Branford Marsalis
Branford Marsalis is an award-winning saxophonist, band leader, featured classical soloist, and a composer for film, television and Broadway. He has won three Grammys and was named a Jazz Master by the National Endowment for the Arts. Best known for the influential Branford Marsalis Quartet, which he founded in 1986, Marsalis is also frequently sought as a featured soloist with classical orchestras around the world—and beloved for his innovative collaborations with Sting and the Grateful Dead.
Marsalis’s musical contributions have extended to theater, TV and film. His compositions for acclaimed Broadway revivals garnered Drama Desk Award and Tony nominations, and he received an Emmy nomination for his music for the History Channel documentary “Tulsa Burning: The 1921 Race Massacre.” He also composed original music for Spike Lee’s “Mo’ Better Blues,” “The Immortal Life of Henrietta Lacks,” and “Ma Rainey’s Black Bottom,” which starred Viola Davis and Chadwick Boseman.
For the last 20 years, Marsalis has lived in Durham, where he has taught at North Carolina Central University and has had a long partnership with Duke Performances.
Deborah Rutter
President of the John F. Kennedy Center for the Performing Arts Deborah Rutter is one of the leading voices in arts administration today. As leader of the national cultural center, Rutter oversees programming across all genres, as well as a global network of education initiatives. In 2019 Rutter opened the REACH — the first expansion of the center‘s campus designed to bring audiences into the artistic process — setting the stage for a dynamic era of growth. She has expanded programming to fully represent the diversity of art in America, and introduced social impact and wellness programs across communities. Rutter sits on the board of Vital Voices, is a member of the board of directors of the American Academy of Arts and Sciences, and served as co-chair of its Commission on the Arts. In recognition of her advocacy for the role art plays in diplomacy she was one of the inaugural recipients of the European Union’s Transatlantic Bridge Award in 2022.

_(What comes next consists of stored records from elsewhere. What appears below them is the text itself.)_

PR #1719, opened 2023-06-25
Testing framework adjustments

rfdavid:
This PR addresses the feedback from the testing framework presentation.

- Replace `.csv` extension with `.txt` inside `/answers` directory
- Change `-NAME` to `-DEBUG_LOG`. Spaces are allowed in front of the tag. For example, instead of writing `-DEBUG_LOG SingletonNodeBackwardCheck`, it's possible to write `-DEBUG_LOG Check singleton node backwards`
- Remove `-QUERY` statement. Only `-STATEMENT` will be allowed
- Change `-STATEMENT_BLOCK` to `-INSERT_STATEMENT_BLOCK` to make it more explicit
- Replace a long text with `ARANGE` on Unwind test


ray6080 (approved):

ray6080 (commented):
I would consider replace `-DEBUG_LOG` with `-LOG`, which is shorter but convey the same meaning, but up to you.

PR #1725, opened 2023-06-26
Fix use of PreparedStatement in releases

benjaminwinger:
~~Instead of using forward declarations.
The forward declarations prevent using `unique_ptr<PreparedStatement>` without extra includes since the type is incomplete, and the necessary header files are unavailable in the single-file header included in the releases.~~

This is necessary both to compile the rust API against the releases, as well as to use the `Connection::prepare` function in the C++ API from the releases.

~~Were forward declarations being used to try and keep BoundStatementResult and LogicalPlan out of the public API, or was it just to try and reduce the number of includes/deal with cyclic includes?~~

Edit: Explicitly declaring the default destructor fixes the issue without changing the includes.

### DIFF
--- a/src/include/main/prepared_statement.h
+++ b/src/include/main/prepared_statement.h
@@ -43,6 +43,7 @@ public:
     inline std::unordered_map<std::string, std::shared_ptr<common::Value>> getParameterMap() {
         return parameterMap;
     }
+    ~PreparedStatement();
 
 private:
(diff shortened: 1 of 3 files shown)


benjaminwinger:
I think this could also be fixed by explicitly using the default destructor for `PreparedStatement`, which might be the better way.

andyfengHKU (approved):

PR #1726, opened 2023-06-27
Recursive join rel filter

andyfengHKU:


ray6080 (approved):
Just one general comment, I think it's better to closely follow existing MemGraph syntax, though we didn;t support filter predicates on node variables now, still the syntax should be `[e:knows*1..2 (r,n | WHERE list_contains(r.comments, 'rnme'))]` or `[e:knows*1..2 (r,_ | WHERE list_contains(r.comments, 'rnme'))]`

PR #1733, opened 2023-06-28
Testing framework: add ${count} to REPEAT

### LINKED ISSUE #1729: Testing framework: support ${count} on REPEAT
Testing framework `REPEAT` only repeats fixed strings. In some situations, it's useful to generate different names, for example, creating 2000 different column names. A solution is to support representing `${count}` as a count number:

```
-DEFINE COLS REPEAT 2500 "col${count}, "
COLS = "col0, col1, ... col2500, "
```

rfdavid:
This PR adds `${count}` to support using the count number to distinguish names. This might be useful to some use cases, for example, creating a node table with 2000 different columns:

```
-GROUP Test
-DATASET CSV empty

--

-CASE Dummy

-DEFINE COLS REPEAT 2000 "Col${count} STRING, "
-STATEMENT CREATE NODE TABLE Person(${COLS} PRIMARY KEY(Col0))
---- ok
```

closes #1729


acquamarin (approved):
Can you rebase the master and refactor the `NodeTableWith300ColumnsInfo` test using the new testing statement?

PR #1741, opened 2023-06-29
Rust packaging

benjaminwinger:
I fixed a few things to get rust crates working properly:

- The kuzu-src symlink seems to mess with how `cargo package` ignores untracked files in git repositories, which would pull in things like build files, so I added a file `include` list to make sure only the necessary source files are included in the crate.
- Technically rust crates should only modify files within the directory indicated by the `OUT_DIR` environment variable, so it should really be an out of source build. As such, I set it up to run the arrow and kuzu cmake builds manually within build.rs instead of running them through the Makefile.
- I added a way to link against the release binaries using environment variables to point to their path (documented in the root of the rustdocs).

Additionally:
- I noticed that I used the tempdir crate (abandoned and merged into tempfile) instead of the tempfile crate in the tests, so I replaced that.
- I made building the shell and python API optional (enabled by default to match the current behaviour) so that the rust crate doesn't need to build them when building from source (which also removes the python dependency when using the rust API).


benjaminwinger:
I don't think enabling the long paths worked. Apparently the software may need to be "long path aware", which might be the issue.
I've tried reducing the length of the build path in CI instead.

andyfengHKU (approved):

Issue #1736, opened 2023-06-28
You need to improve your google-rating


LowLevelMahn:
you're feature-set seems to fullfill all my dreams - but google buries you deep behind all these Neo4J,Memgraph,etc. links :(

andyfengHKU:
Hi, thanks for your interest. We try to increase our popularities mostly by posting on social medias, e.g. Twitter, hacker news, etc. But looks like attractions come at a relatively low speed. Would be happy to know if you have any suggestions. Also feel free to tell us if you have any feature requests.

LowLevelMahn:
> We try to increase our popularities mostly by posting on social medias, e.g. Twitter, hacker news, etc.

good strategy - maybe it takes some time

> Would be happy to know if you have any suggestions.

builds under Linux out of the box with your build instructions

build-instructions for CMake/VStudio or MSYS2/mingw64 would be nice

but using MSYS2/mingw64 tells me after invoking cmake and ninja

`ninja: error: 'PARQUET_PATH-NOTFOUND', needed by 'src/libkuzu_shared.dll', missing and no known rule to make it`

using cmake+VS2022 generator gives me many include error for apache arrow while building

mewim:
Hi @LowLevelMahn. The error seems to come from Node.js API. For building on Fedora 38, if you would like to build Node.is API, you need to run `npm install --include dev` under `tools/nodejs_api` to install the dependencies for Node.js first. You can also skip building Node.js by using `make release` instead of `make all`.

benjaminwinger:
> for Windows-builds - its a little bit unclear how to build for windows, what compiler is supported:

Build instructions specific to windows do seem to be missing.

So far we've only managed to get it building with MSVC:
- Run inside of a Visual Studio Developer shell: i.e. either cmd after executing `vcvars64.bat` (e.g. see [CI](https://github.com/kuzudb/kuzu/blob/184d8dfaaef25f5063428645681ea84962b34264/.github/workflows/ci-workflow.yml#L123)) or Powershell with Launch-VsDevShell.ps1 (e.g. `'C:\Program Files\Microsoft Visual Studio\2022\Community\Common7\Tools\Launch-VsDevShell.ps1' -Arch amd64 -HostArch amd64`) (with visual studio installed there should be a "developer" terminal that does it automatically).
[...]

PR #1742, opened 2023-06-29
Add windows-specific build instructions to readme

benjaminwinger:
Added a short description of additional requirements for building on windows to the README (see https://github.com/kuzudb/kuzu/issues/1736#issuecomment-1612130209).

### DIFF
--- a/README.md
+++ b/README.md
@@ -138,6 +138,14 @@ To build in parallel, pass `NUM_THREADS` as parameter, e.g., `make NUM_THREADS=8
 
 After build, our CLI binary `kuzu_shell` is available under the directory `build/release/tools/shell/`.
 
+### Building on Windows
+Currently MSVC is the only supported compiler:
+
+- In addition to the dependencies listed above, you will also need GNU Make and Ninja (E.g. with [Chocolatey](https://community.chocolatey.org/): `choco install make ninja`).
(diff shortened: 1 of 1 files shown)


mewim (approved):

LowLevelMahn:
what "Windows" Make should be used for Windows - the 2006 GnuWin32 Version?: https://gnuwin32.sourceforge.net/packages/make.htm

benjaminwinger:
That version might work, depending on the differences between the versions. I don't think it's been tested with that old of a version of make.

What we've used in CI is the version packaged by chocolatey: https://community.chocolatey.org/packages/make.  It looks like the person who packaged that is distributing the binaries themselves along with the package (the exe can be found [here](https://bitbucket.org/xoviat/chocolatey-packages/src/master/make/4.4.1/tools/install/bin/)).

LowLevelMahn:
> What we've used in CI is the version packaged by chocolatey

could you add that info+url to the short build description?

benjaminwinger:
> could you add that info+url to the short build description?

Sure. Or rather, I updated it to link chocolatey and listed the package names in an example install command, since that also includes ninja and might be a little more straightforward than linking the chocolatey packages individually. Is that sufficient?

LowLevelMahn:
> > could you add that info+url to the short build description?
> 
> Sure. Or rather, I updated it to link chocolatey and listed the package names in an example install command, since that also includes ninja and might be a little more straightforward than linking the chocolatey packages individually. Is that sufficient?

yes - seems to be more "complete" then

Before her tenure at the Kennedy Center, Rutter held executive leadership roles with the Chicago Symphony Orchestra Association, the Seattle Symphony, the Los Angeles Chamber Orchestra, and the Los Angeles Philharmonic.
Rutter is a graduate of Stanford University and holds an M.B.A. from the University of Southern California. Her daughter graduated from Duke in 2020.
Susan Solomon
Widely recognized as a leader in the field of atmospheric science, Susan Solomon is the Lee and Geraldine Martin Professor of Environmental Studies at the Massachusetts Institute of Technology (MIT). Her scientific papers have provided key data and theoretical understanding regarding ozone destruction. In the 1980s, she led research in Antarctica that resulted in some of the first measurements that pointed towards chlorofluorocarbons (CFCs) as the cause of the ozone hole, and an Antarctic glacier was later named in her honor.

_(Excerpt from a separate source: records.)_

PR #1750, opened 2023-07-03
Adjust test framework to handle single line result

rfdavid:
Adjust the test framework to deal with single-line results that include new lines. This is necessary to test the results from `EXPLAIN` statements.


rfdavid:
Discussion is still open here: https://github.com/kuzudb/kuzu/issues/1755

Issue #1745, opened 2023-06-30
Suggestions for easier deployment and quality


LowLevelMahn:
only ideas i found in other projects i use and like - i think some of these points are already in work

-CMake only builds (try to get rid of Make in the start) - CMake build should be equally easy
-github auto build for Windows/Linux/Macos, clang, gcc, MSYS2/gcc/clang (see dosbox staging or apache arrow) 
-clear build instruction for the major operating systems/distributions (package builds of debian,ubuntu love prepared stuff)
-vcpkg/conan package - to ease the deployment even further
-coverity/PVS auto checks
-auto runs with ASAN/TSAN
-some project even test the build and stuff for the 3-4 major platforms (to be safe that everything is working on debia, ubuntu, macos etc.)

https://github.com/dosbox-staging/dosbox-staging is doing parts of that very good

mewim:
Hi @LowLevelMahn,

Thanks for the suggestions.

> CMake only builds (try to get rid of Make in the start) - CMake build should be equally easy

When we added Apache Arrow as a dependency, we actually tried to add it as a CMake external project, but unfortuantely we were not able to get it work, so we switched to use Makefile to build Arrow first and then our project. I agree that this approach is not as elegant as only using CMake. Currently, we are only using Arrow to ingest data and in longer term, we plan to replace Arrow with our own CSV and Parquet implementation, which would hopefully get rid of Makefile.

>  github auto build for Windows/Linux/Macos, clang, gcc, MSYS2/gcc/clang (see dosbox staging or apache arrow)

We do have automatic build pipelines for [Windows](https://github.com/kuzudb/kuzu/blob/master/.github/workflows/windows-precompiled-bin-workflow.yml), [Linux](https://github.com/kuzudb/kuzu/blob/master/.github/workflows/linux-precompiled-bin-workflow.yml) and [macOS](https://github.com/kuzudb/kuzu/blob/master/.github/workflows/mac-precompiled-bin-workflow.yml). However, currently we only trigger them manually for releases. We have a plan to also publish nightly builds in our longer term roadmap once the codebase becomes more stable.

> clear build instruction for the major operating systems/distributions 

Good suggestion. We will add more detailed documentations for dependency installation and build steps.

> prepared binary builds for all major platforms

We provide pre-compiled binaries for each of our release for all major platforms, e.g. https://github.com/kuzudb/kuzu/releases/tag/v0.0.4

> vcpkg/conan package - to ease the deployment even further

[...]

PR #1752, opened 2023-07-03
Unified CMake Build

benjaminwinger:
Addresses an issue mentioned in #1736 and also #1745 by running the apache arrow cmake build during the configure step of the kuzu cmake build.

This might be a little unexpected since you don't usually expect a large and slow compilation step when running the configure step, but `USE_SYSTEM_ARROW` and `ARROW_INSTALL` can still be used to avoid building arrow by pointing it at a pre-built version.

I simplified the makefile accordingly, but didn't entirely remove it. There are some situations where it is still helpful to provide default settings, particularly in the case of Windows MSVC builds where (last I checked) the default Visual Studio generator produces build errors. The makefile targets are also being used for CI, though they could be inlined into the CI files.

Note that while this removes the distinction between `make clean` and `make clean-all`, you can still clean without removing arrow by running `make clean` inside the build directory, i.e. on the cmake generated makefile, when using the makefile generator (not quite the same as removing all the files, but it's close enough for most purposes I think).

I also took the liberty of setting `GIT_SHALLOW` on the arrow ExternalProject (cuts the download size from >100MB to ~20MB), and since it requires a named tag, also updated that to 12.0.1, which seems to work fine.

### DIFF
--- a/CMakeLists.txt
+++ b/CMakeLists.txt
@@ -158,7 +158,21 @@ if (${USE_SYSTEM_ARROW})
 else()
     if (NOT DEFINED ARROW_INSTALL)
         message(STATUS "Configuring arrow for bundled install")
-        set(ARROW_INSTALL ${CMAKE_CURRENT_SOURCE_DIR}/external/build/arrow/install)
+        set(ARROW_INSTALL ${CMAKE_CURRENT_BINARY_DIR}/arrow-build/arrow/install)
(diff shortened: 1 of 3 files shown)


ray6080 (approved):
LGTM

LowLevelMahn:
> There are some situations where it is still helpful to provide default settings

isn't that also possible with CMake only - defaults but overwriteable?

benjaminwinger:
> isn't that also possible with CMake only - defaults but overwriteable?

Not for the generator as far as I can tell, but presumably everything else should be.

Solomon was one of the leaders of the Intergovernmental Panel on Climate Change (IPCC) that won the 2007 Nobel Peace Prize, together with former Vice President Al Gore.

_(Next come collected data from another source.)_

PR #1753, opened 2023-07-03
Example Fix and CI

benjaminwinger:
I'd noticed that the C++ example doesn't compile any more (`json_fwd.hpp` has been added into one of the includes, presumably since that example was written). I've fixed it, and added CI jobs for the examples, since while they aren't essential parts of the software, they are less helpful if they get out of date and fail to build when someone tries them out.

### DIFF
--- a/.github/workflows/ci-workflow.yml
+++ b/.github/workflows/ci-workflow.yml
@@ -13,6 +13,9 @@ jobs:
     name: gcc build & test
     needs: [clang-formatting-check]
     runs-on: kuzu-self-hosted-testing
+    env:
+      # Share build cache when building rust API and the example project
+      CARGO_TARGET_DIR: ${{ github.workspace }}/target
     steps:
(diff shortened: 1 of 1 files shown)


examples/cpp/CMakeLists.txt
```diff
@@ -4,6 +4,7 @@ project(example-cpp)
 set(CMAKE_CXX_STANDARD 20)
 
 include_directories(../../src/include)
+include_directories(../../third_party/nlohmann_json)
```
andyfengHKU, line 7: Can you double check if we need this third party any more? I think we removed this dependency since #1751

andyfengHKU (approved):

examples/cpp/CMakeLists.txt
benjaminwinger: No, it's no longer needed. The example now works without any modifications.

PR #1800, opened 2023-07-10
Added deployment workflow for rust API

benjaminwinger:
Note that this will publish the version as recorded in `tools/rust_api/Cargo.toml`, so that will need to be updated before the deployment pipeline is triggered.

Alternatively we could have a script which detects the version and rewrites the file to use the most up to date version, but it would be helpful to keep the version up to date so that anyone adding kuzu as a git dependency sees a meaningful version.

### DIFF
--- a/.github/workflows/build-and-deploy.yml
+++ b/.github/workflows/build-and-deploy.yml
@@ -205,6 +205,33 @@ jobs:
         with:
           password: ${{ secrets.PYPI_TOKEN }}
 
+  deploy-rust:
+    runs-on: kuzu-self-hosted-testing
+    env:
+      CARGO_REGISTRY_TOKEN: ${{ secrets.CARGO_REGISTRY_TOKEN }}
+    steps:
+      - uses: actions/checkout@v3
+
+      - name: Update Cargo.toml version
+        run: python3 update_version.py
+        working-directory: tools/rust_api
+
+      - name: Deploy crate to Crates.io
+        run: cargo publish --allow-dirty
+        if: ${{ github.event.inputs.isDeploy == 'true' }}
+        working-directory: tools/rust_api
+
+      - name: Test publishing crate
+        run: cargo publish --dry-run --allow-dirty
+        if: ${{ github.event.inputs.isDeploy != 'true' }}
+        working-directory: tools/rust_api
+
+      - name: Upload crate
+        uses: actions/upload-artifact@v3
+        with:
+          name: kuzu-deploy-crate
+          path: tools/rust_api/target/package/*.crate
+
   build-precompiled-bin-mac:
     uses: ./.github/workflows/mac-precompiled-bin-workflow.yml
     secrets: inherit
--- a/tools/rust_api/Cargo.toml
+++ b/tools/rust_api/Cargo.toml
@@ -1,6 +1,6 @@
 [package]
 name = "kuzu"
-version = "0.0.4"
+version = "0.0.5"
 description = "An in-process property graph database management system built for query speed and scalability"
 # Note: 1.63 required for building tests
 rust-version = "1.51"
--- a/tools/rust_api/update_version.py
+++ b/tools/rust_api/update_version.py
@@ -1,0 +1,42 @@
+"""Updates the version in Cargo.toml to match the version in the main CMakeLists.txt"""
+
+import os
+import re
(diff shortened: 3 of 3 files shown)


.github/workflows/build-and-deploy.yml
```diff
@@ -205,6 +205,16 @@ jobs:
         with:
           password: ${{ secrets.PYPI_TOKEN }}
 
+  deploy-rust:
+    runs-on: kuzu-self-hosted-linux-building
```
mewim, line 209: Since this is a very simple job that does not require compilation, consider move it to a GitHub-hosted runner instead of using our own infrastructure.

.github/workflows/build-and-deploy.yml
```diff
@@ -205,6 +205,16 @@ jobs:
...
+    steps:
+      - uses: actions/checkout@v3
+
+      - run: cargo publish
```
mewim, line 213: For cargo publish, is there a way to dry-run or deploy to a test environment similar to npm or pypi? If so, we should do dry run unless `isDeploy` is set to true.

mewim:
> Alternatively we could have a script which detects the version and rewrites the file to use the most up to date version.
Let's add that to the CI, so that the deployment can still be done correctly even if we forget to update the version for rust. You can get the version number from `CMakeLists.txt` similar to Node.js and Python APIs.

.github/workflows/build-and-deploy.yml
benjaminwinger: The choice was deliberate. It's running a full build of the crate before uploading it, which is particularly important since the [rust API only includes certain files when packaging](https://github.com/kuzudb/kuzu/blob/master/tools/rust_api/Cargo.toml#L13-L24) both because the `tools/rust_api/kuzu-src` symlink breaks the way it usually omits untracked git files, and because there's a maximum upload size and including stuff like the dataset directory would make the result too large. There's no verification that it can be built with the included files in CI, so having this last-minute check is important (and while it's . Having the check in CI instead would be slow, but would probably be a lot less so with sccache set up correctly.

.github/workflows/build-and-deploy.yml
benjaminwinger: Yes, there's a `--dry-run` option which skips uploading. I don't think there's a test registry like test.pypi.org, but we could just upload the packaged crate file to github.

mewim: OK. Please add the dry-run based on the flag. We should always upload the packaged files to GitHub as well for debugging purpose in case something goes wrong and the deployment fails.

.github/workflows/build-and-deploy.yml
benjaminwinger: Oh, that I missed. I confused it with `linux-self-hosted-testing`. Since the results of the build aren't what's being published, it probably should just use the testing environment shouldn't it? I don't know what exactly the difference between the two environments are but I'm assuming it's something to do with the libraries it links against.

mewim: Yes the building environment uses a distro with old `glibc` so the prebuilt binaries can have better compatibility. You can use the testing environment since the binaries are not going to be published.

benjaminwinger: I have updated it to use `kuzu-self-hosted-testing`

.github/workflows/build-and-deploy.yml
```diff
@@ -205,6 +205,33 @@ jobs:
...
+      - name: Test publishing crate
+        run: cargo publish --dry-run --allow-dirty
+        if: ${{ github.event.inputs.isDeploy != 'true' }}
+        working-directory: tools/rust_api
+
+      - name: Upload crate
+        uses: actions/upload-artifact@v3
+        with:
+          name: kuzu-deploy-crate
+          path: target/package/*.crate
```
mewim, line 233: It seems that the path here is not correct. I tested run this job once and it’s not able to find any artifact. https://github.com/kuzudb/kuzu/actions/runs/5522371969/jobs/10071856122

benjaminwinger: Whoops. I wrote it relative to `tools/rust_api`, but that's not the working directory for that step.

mewim (approved):

PR #1266, opened 2015-03-14
all: Add Bats for script unit testing

lmars:
I am making this pull request before adding tests so that `bats` is available in CI.


titanous:
LGTM

PR #1267, opened 2015-03-14
logaggregator: register one discoverd service

benburkert:
The logaggregator server listens on two ports, but only registers a single discoverd service for the syslog port. The api port should be inferred by the client.


titanous:
LGTM

PR #1276, opened 2015-03-15
Revert "test: Remove unnecessary scale after git push"

lmars:
`TestGoBuildpack` started failing intermittently, and I think it is related to the fact that the inital release crashes. This change is not critical so I am reverting and will open an issue to investigate any issues with deploying a crashed release.

Reverts flynn/flynn#1261.


titanous:
LGTM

Solomon’s many honors and awards include the National Medal of Science, the United States’ highest scientific honor. A member of the National Academy of Sciences, Solomon was named one of the year’s 100 most influential people in TIME magazine in 2008.
Solomon earned her B.S. from the Illinois Institute of Technology and her Ph.D. from the University of California at Berkeley, both in chemistry.
Darren Walker
Darren Walker is president of the Ford Foundation, one of the largest private foundations in the U.S. with an endowment of $16 billion. An international organization focused on social justice, the Ford Foundation invests in civil rights, education, arts and culture, human rights, poverty reduction and urban development. Before joining the Ford Foundation, Walker was vice president at The Rockefeller Foundation. In the 1990s, as COO of the Abyssinian Development Corporation—Harlem’s largest community development organization—Walker led a comprehensive revitalization strategy, including building over 1,000 units of affordable housing.
Walker serves on the boards of the National Gallery of Art, Carnegie Hall, the High Line, the Smithsonian National Museum of African American History & Culture, and the Committee to Protect Journalists. He has been included on TIME’s annual list of the 100 Most Influential People in the World and was named a 2020 Philanthropy Innovator by The Wall Street Journal.
A member of the first class of Head Start in 1965, Walker earned his bachelor’s and law degrees from The University of Texas at Austin.